▸ **Task requirements**
Give the lines below again exactly, starting with the line that holds "Bonded outputs live" and going on through the line that holds "available does not.".

┌──

PR #2714, opened 2026-09-07
feat(services): bitcoin staking balances and positions service

aperry-stacks:
Adds locked / bonded BTC to the wallet's balances and exposes per-bond staking positions from the services layer.

Bonded outputs live in P2WSH lock scripts the wallet does not own, so they never appeared in an account's UTXO set or its balance. This PR fetches them from the new Leather staking positions endpoint and folds them in where every balance consumer already reads.

This PR:
- Adds `locked` to `UtxoTotals`, fetched fail-soft inside `getAccountUtxos` so a staking index outage never blocks a send.
- Adds `BtcBalance.lockedBalance`; total now includes bonded BTC, available does not.
- Adds `AccountBalancesService.getLockedBalance` (BTC + STX) for the cross-asset locked figure.
- Adds `BitcoinStakingService` composing positions from our registrations, Hiro v3 bond and principal data, and the burn tip, plus the next bond's enrollment window.
- Narrows the multisig vaults filter type: the API no longer accepts `declined` as a membership filter, while members keep it.


packages/services/src/multisig/multisig.service.ts
```diff
@@ -36,7 +36,7 @@ export interface UpdateVaultRequest {
 
 export interface ListVaultsFilters {
   status?: VaultStatus;
-  membershipStatus?: VaultMembershipStatus;
+  membershipStatus?: Exclude<VaultMembershipStatus, 'declined'>;
```
edgar-stacks, line 39: should this be part of this PR or an accidental change in multisig services?

packages/services/src/utxos/utxos.utils.ts
```diff
@@ -125,5 +146,6 @@ export function getUtxoTotals(
     dust: dustUtxos,
     unspendable: unspendableUtxos,
     available: availableUtxos,
+    locked: [],
```
edgar-stacks, line 149: why do you return an empty array here?

packages/utils/src/assets/balance-helpers.ts
```diff
@@ -24,19 +24,23 @@ export function createBtcBalance(
...
   const dustBalance = dustBal ?? zeroBalance;
   const unspendableBalance = unspendableBal ?? zeroBalance;
+  const lockedBalance = lockedBal ?? zeroBalance;
+  const unlockedBalance = subtractMoney(totalBalance, lockedBalance);
   const baseBalance = createBaseCryptoAssetBalance(totalBalance, inboundBalance, outboundBalance);
   return {
     ...baseBalance,
     dustBalance,
-    availableBalance: subtractMoney(totalBalance, unspendableBalance),
+    availableBalance: subtractMoney(unlockedBalance, unspendableBalance),
```
edgar-stacks: a note for our future selves - we'd need to double check in both extension and mobile that wherever we use availableBalance we actually intend it to be balance without the bond, and for totalBalance for it to be with bond.

packages/services/src/balances/btc-balances.service.ts
```diff
@@ -72,7 +72,8 @@ export class BtcBalancesService {
   ): Promise<AccountQuotedBtcBalance> {
     const utxos = await this.utxosService.getAccountUtxos(request, signal);
 
-    const totalBalance = createMoney(sumUtxoValues(utxos.confirmed), 'BTC');
+    const lockedBalance = createMoney(sumUtxoValues(utxos.locked), 'BTC');
+    const totalBalance = createMoney(sumUtxoValues([...utxos.confirmed, ...utxos.locked]), 'BTC');
```
edgar-stacks, line 76: **Critical.** `totalBalance` now includes locked bond outputs, but the consumers that treat it as spendable weren't updated. Point mobile `getAvailableBalance()` and web `hasPositiveBalance` / `filterSendableVaultAssets` at `availableBalance`.

packages/services/src/utxos/utxos.utils.ts
```diff
@@ -104,6 +108,23 @@ export function getKeyOrigin(fingerprint: string, path: string) {
...
+  if (!hasBitcoinAddress(account)) return null;
+  if (account.bitcoin.type === 'fixedAddress') return account.bitcoin.address;
+  if (exclusions?.nativeSegwitAddresses) return null;
+  return account.bitcoin.zeroIndexNativeSegwitPayerAddress ?? null;
+}
+
+export function createLockedUtxosFromBonds(bonds: LeatherApiStakingBond[]): Utxo[] {
+  return bonds
+    .flatMap(bond => bond.outputs)
+    .filter(output => !output.spent)
```
edgar-stacks, line 124: **Critical.** Nothing de-duplicates outpoints between `confirmed` and `locked`, and `spent` here is the indexer's cached flag, so a reclaimed bond is counted twice. Filter locked against the confirmed outpoint set, and add `leather-api-staking-bonds` to the refresh invalidation in `utxos.hooks.ts`.

packages/services/src/utxos/utxos.utils.ts
```diff
@@ -104,6 +108,23 @@ export function getKeyOrigin(fingerprint: string, path: string) {
   return `${fingerprint}/${path.replace('m/', '')}`;
 }
 
+export function getBondStakerAddress(
+  account: AccountAddresses,
+  exclusions?: AccountRequestAddressExclusionOptions
+): string | null {
+  if (!hasBitcoinAddress(account)) return null;
+  if (account.bitcoin.type === 'fixedAddress') return account.bitcoin.address;
```
edgar-stacks, line 116: **High.** This returns before the exclusions check, so `fixedAddress` accounts get the full bond in both scoped balance queries. Move the exclusions check above this line.

packages/services/src/utxos/utxos.utils.ts
```diff
@@ -104,6 +108,23 @@ export function getKeyOrigin(fingerprint: string, path: string) {
...
+  if (exclusions?.nativeSegwitAddresses) return null;
+  return account.bitcoin.zeroIndexNativeSegwitPayerAddress ?? null;
```
edgar-stacks, line 118: **Critical.** `zeroIndexNativeSegwitPayerAddress` is never populated in apps/web, so web users get no bonds and zero locked balance. Populate it in the web address store, or derive the staker from `nativeSegwitDescriptor` instead.

packages/services/src/utxos/utxos.service.ts
```diff
@@ -76,9 +88,24 @@ export class UtxosService {
...
+  private async getAccountLockedUtxos(
+    { account, exclusions }: AccountRequest,
+    signal?: AbortSignal
+  ): Promise<Utxo[]> {
+    const address = getBondStakerAddress(account, exclusions);
+    if (!address) return [];
+    try {
+      const bonds = await this.leatherApiClient.fetchStakingBonds(address, { signal });
+      return createLockedUtxosFromBonds(bonds);
+    } catch {
```
edgar-stacks: **High — blocking.** This catch has no error filter, so aborts, HTTP failures and programming errors all become a silently understated balance that React Query reports as success. It's already hiding one: `utxos.service.spec.ts:16-53` mocks `LeatherApiClient` without `fetchStakingBonds`, so the fixedAddress path throws `TypeError` and the test still passes.

packages/services/src/utxos/utxos.service.ts
```diff
@@ -47,7 +51,15 @@ export class UtxosService {
   /**
    * Retrieve categorized UTXO lists for given Bitcoin account.
    */
-  public async getAccountUtxos(
+  public async getAccountUtxos(request: AccountRequest, signal?: AbortSignal): Promise<UtxoTotals> {
+    const [ownedUtxos, locked] = await Promise.all([
```
edgar-stacks, line 55: **Medium.** Every caller now waits on the bonds request, including coin selection, max-spend and the send preload, which all discard `locked`. Make `locked` opt-in via the request so only the balance service pays for it.

packages/services/src/staking/bitcoin-staking.utils.ts
```diff
@@ -0,0 +1,132 @@
...
+
+export function estimateBurnHeightDate(height: number, burnTip: number, now: Date): Date {
+  return new Date(now.getTime() + (height - burnTip) * averageBitcoinBlockTimeMs);
+}
+
+export function deriveBtcStakingPositionStatus(
+  registration: LeatherApiStakingBond,
+  burnTip: number
+): BtcStakingPositionStatus {
+  const announced = registration.exitAnnouncedAtBurnHeight !== null;
```
edgar-stacks, line 30: **High.** `!== null` treats a missing `exitAnnouncedAtBurnHeight` as announced, so every position derives as exiting/exited if the index omits the key. Use `!= null` or a `typeof` check.

packages/services/src/staking/bitcoin-staking.utils.ts
```diff
@@ -0,0 +1,132 @@
...
+export function toBtcStakingPosition({
+  registration,
+  stakerAddress,
+  bond,
+  principalBond,
+  burnTip,
+  now,
+}: ToBtcStakingPositionArgs): BtcStakingPosition {
+  const outputs = registration.outputs.map(toBtcBondOutput);
+  const unlockBurnHeight = outputs.reduce(
```
edgar-stacks, line 81: **Medium.** Seeded with 0 and run over spent outputs, so empty `outputs` gives a 2009 unlock date and the max can land on an already-spent output. Take the max over unspent outputs, and give the empty case its own status.

packages/services/src/staking/bitcoin-staking.utils.ts
```diff
@@ -0,0 +1,132 @@
...
+    0
+  );
+  return {
+    bondIndex: registration.bondIndex,
+    stxAddress: registration.stxAddress,
+    stakerAddress,
+    outputs,
+    exitAnnouncedAtBurnHeight: registration.exitAnnouncedAtBurnHeight,
+    status: deriveBtcStakingPositionStatus(registration, burnTip),
+    amount: sumBondOutputs(outputs),
```
edgar-stacks, line 92: **Medium.** Sums spent outputs while `lockedBalance` filters them out, so a withdrawn position reports its full historical size. Sum unspent, and add a separate field if the historical figure is wanted.

packages/services/src/staking/bitcoin-staking.utils.ts
```diff
@@ -0,0 +1,132 @@
...
+    .sort((a, b) => a.schedule.activation.bitcoin_height - b.schedule.activation.bitcoin_height)[0];
+}
+
+export function deriveBondEnrollmentWindow(
+  bond: HiroStakingBond,
+  poxInfo: HiroPoxInfoResponse,
+  now: Date
+): BtcBondEnrollmentWindow {
+  const activationBurnHeight = bond.schedule.activation.bitcoin_height;
+  const closesAtBurnHeight = activationBurnHeight - poxInfo.prepare_phase_block_length;
```
edgar-stacks, line 123: **Medium.** `closesAtBurnHeight` is never compared against the burn tip, so a closed enrollment window is still returned as upcoming. Return null once `burnTip > closesAtBurnHeight`.

packages/services/src/staking/bitcoin-staking.service.ts
```diff
@@ -0,0 +1,94 @@
...
+  ): Promise<BtcStakingPosition> {
+    const [bond, principalBonds] = await Promise.all([
+      this.stacksApiClient.getStakingBond(registration.bondIndex, { signal }),
+      this.stacksApiClient.getPrincipalStakingBonds(registration.stxAddress, { signal }),
+    ]);
+    return toBtcStakingPosition({
+      registration,
+      stakerAddress,
+      bond,
+      principalBond: principalBonds.results.find(
```
edgar-stacks, line 87: **High.** Matched on bond index alone and never scoped to the staker, so principal-level STX and rewards get copied onto every registration in that bond. Match on the enrollment tx instead — `enrollmentTxId` / `enrollment.tx_id`.

packages/services/src/infrastructure/api/leather/leather-api.types.ts
```diff
@@ -3437,6 +3437,90 @@ export interface paths {
     patch?: never;
     trace?: never;
   };
+  '/v1/staking/addresses/{address}/bonds': {
```
edgar-stacks, line 3440: **High.** Hand-written into a codegen artifact, so the next `gen-api-types:leather` deletes the staking paths and reverts the multisig `membershipStatus` narrowing. Move the staking shapes to a hand-owned module, and the multisig change to its own branch.

edgar-stacks: i assume this one has a stale committed types file?

edgar-stacks (commented):
Great work! Left a few of mine and ai generated comments

packages/services/src/multisig/multisig.service.ts
aperry-stacks: Not accidental. Leather api types were regenerated against backend schema as part of this PR. 

There was previously a change to the multisig vault list filter types that got pulled in. 

This is a minimal change to accommodate. Small and imo doesn't necessarily warrant a separate blocking PR.

packages/services/src/utxos/utxos.utils.ts
aperry-stacks: To satisfy the type. Locked UTXOs are added to the object on a separate enhancement pass with staking service data.

packages/services/src/utxos/utxos.utils.ts
aperry-stacks: How exactly is this critical? We have no consumers of staking balance data in web.

packages/services/src/infrastructure/api/leather/leather-api.types.ts
aperry-stacks: What makes you think this is handwritten?

packages/services/src/balances/btc-balances.service.ts
aperry-stacks: Can you give a more clear example of where the issue is? Coin-selection runs against available balance, which does not include locked UTXOs. What exactly is the problem here?

packages/services/src/utxos/utxos.utils.ts
aperry-stacks: Users may continue to show a locked balance for a few minutes (avg 2-3min) while the backend updates the spent status after reclaiming a bond. Is that a critical issue? 🤔

packages/services/src/utxos/utxos.service.ts
aperry-stacks: It's a single call to a cached backend endpoint and it fails open. This is not an issue.

packages/services/src/staking/bitcoin-staking.utils.ts
aperry-stacks: This is a nullable field from the backend. Are you saying that we need to be defensive against our own backend schema for some reason?

packages/services/src/utxos/utxos.utils.ts
aperry-stacks: Not a bug. Exlcusions aren't relevant for fixed addresses.

edgar-stacks (approved):

leah-stacks (approved):

PR #2717, opened 2026-09-08
feat(extension): bond preview scenarios and playground

fab-stacks:
## What

A preview layer for the bond UI in #2715, so every state can be reviewed from the extension build without a funded wallet or a live staking index.

- `leather-mock-bond` localStorage key selects one of seven scenarios: `active`, `ending-soon`, `renewal-set`, `matured`, `exiting`, `with-history`, or `none`.
- The scenario replaces the two staking queries (positions, enrollment window) with fixtures typed as the real `BtcStakingPosition` / `BtcBondEnrollmentWindow`, and folds the bonded BTC into the balance queries with `select`, so Home, All balances, the token rows and the bond pages all see it the way the service would report it.
- `#/playground/bonds` (dev only) renders every scenario side by side with the real components, plus chips to set the live scenario and jump to the real pages.

## Gating

Everything is behind `WALLET_ENVIRONMENT !== 'production'` and an explicit localStorage key. With the key unset the hooks pass the real query configs through untouched, so this is a no-op for users and for CI.

## How to review

1. Download the extension zip from the build comment, load unpacked, open the wallet in a full tab.
2. Go to `#/playground/bonds`.
3. Pick a live scenario at the top, then use the "Open ..." chips to see Home, All balances and the bond page with that state applied.

Stacked on `feat/bitcoin-staking-ui`; only the preview files differ.

### DIFF
--- a/apps/extension/src/app/features/bonds/bond-fixtures.spec.ts
+++ b/apps/extension/src/app/features/bonds/bond-fixtures.spec.ts
@@ -1,0 +1,31 @@
+import { filterFixturePositions, getBondFixture } from './bond-fixtures';
+import { bondScenarios } from './bond-scenarios';
+
+describe('bond fixtures', () => {
+  it.each(bondScenarios)('%s reports locked sats equal to its unspent outputs', scenario => {
+    const fixture = getBondFixture(scenario);
+    const unspentSats = fixture.positions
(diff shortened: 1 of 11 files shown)


fab-stacks:
Folded into #2718 as a separate second commit, so the design follow-ups can be cherry-picked on their own.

└──

▸ **Result**
Bonded outputs live in P2WSH lock scripts the wallet does not own, so they never appeared in an account's UTXO set or its balance. This PR fetches them from the new Leather staking positions endpoint and folds them in where every balance consumer already reads.

This PR:
- Adds `locked` to `UtxoTotals`, fetched fail-soft inside `getAccountUtxos` so a staking index outage never blocks a send.
- Adds `BtcBalance.lockedBalance`; total now includes bonded BTC, available does not.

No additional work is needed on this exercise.